The task: From the listing below, copy each line that contains the word "missing".

Information:
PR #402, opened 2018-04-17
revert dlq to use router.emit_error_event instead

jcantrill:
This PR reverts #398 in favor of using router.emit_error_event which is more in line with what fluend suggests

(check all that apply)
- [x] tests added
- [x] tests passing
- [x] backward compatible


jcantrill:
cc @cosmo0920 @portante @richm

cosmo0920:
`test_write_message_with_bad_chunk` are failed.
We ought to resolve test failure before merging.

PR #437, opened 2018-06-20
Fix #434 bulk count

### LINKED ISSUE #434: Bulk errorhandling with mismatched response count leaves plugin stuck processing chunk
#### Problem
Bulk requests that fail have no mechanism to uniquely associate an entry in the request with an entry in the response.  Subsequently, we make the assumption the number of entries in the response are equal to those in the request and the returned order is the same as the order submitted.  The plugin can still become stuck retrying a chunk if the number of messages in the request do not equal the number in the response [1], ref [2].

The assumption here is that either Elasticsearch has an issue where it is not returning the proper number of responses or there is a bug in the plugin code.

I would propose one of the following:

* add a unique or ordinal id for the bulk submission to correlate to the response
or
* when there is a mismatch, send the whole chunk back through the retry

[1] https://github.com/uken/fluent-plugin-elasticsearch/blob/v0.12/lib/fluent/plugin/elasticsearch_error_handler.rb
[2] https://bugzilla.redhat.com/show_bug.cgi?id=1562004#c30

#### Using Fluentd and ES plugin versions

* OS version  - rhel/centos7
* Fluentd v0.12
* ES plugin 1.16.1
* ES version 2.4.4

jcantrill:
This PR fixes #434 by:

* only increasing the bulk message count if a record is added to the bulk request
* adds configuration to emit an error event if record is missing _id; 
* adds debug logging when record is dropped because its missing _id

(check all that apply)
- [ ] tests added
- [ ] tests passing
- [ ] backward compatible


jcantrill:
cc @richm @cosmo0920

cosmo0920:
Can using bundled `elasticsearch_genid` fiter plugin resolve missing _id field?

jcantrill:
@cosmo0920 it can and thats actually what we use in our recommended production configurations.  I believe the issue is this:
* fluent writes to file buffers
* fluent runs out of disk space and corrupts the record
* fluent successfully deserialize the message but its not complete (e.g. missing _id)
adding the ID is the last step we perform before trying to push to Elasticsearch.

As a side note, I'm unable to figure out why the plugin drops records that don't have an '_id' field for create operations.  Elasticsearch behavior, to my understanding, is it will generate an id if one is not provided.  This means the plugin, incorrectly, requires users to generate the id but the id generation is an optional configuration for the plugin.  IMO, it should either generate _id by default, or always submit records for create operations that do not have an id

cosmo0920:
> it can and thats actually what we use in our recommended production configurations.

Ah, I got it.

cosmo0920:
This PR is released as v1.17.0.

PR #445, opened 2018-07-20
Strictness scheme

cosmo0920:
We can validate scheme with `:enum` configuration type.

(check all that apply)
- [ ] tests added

Response:
* adds configuration to emit an error event if record is missing _id; 
* adds debug logging when record is dropped because its missing _id
Can using bundled `elasticsearch_genid` fiter plugin resolve missing _id field?
* fluent successfully deserialize the message but its not complete (e.g. missing _id)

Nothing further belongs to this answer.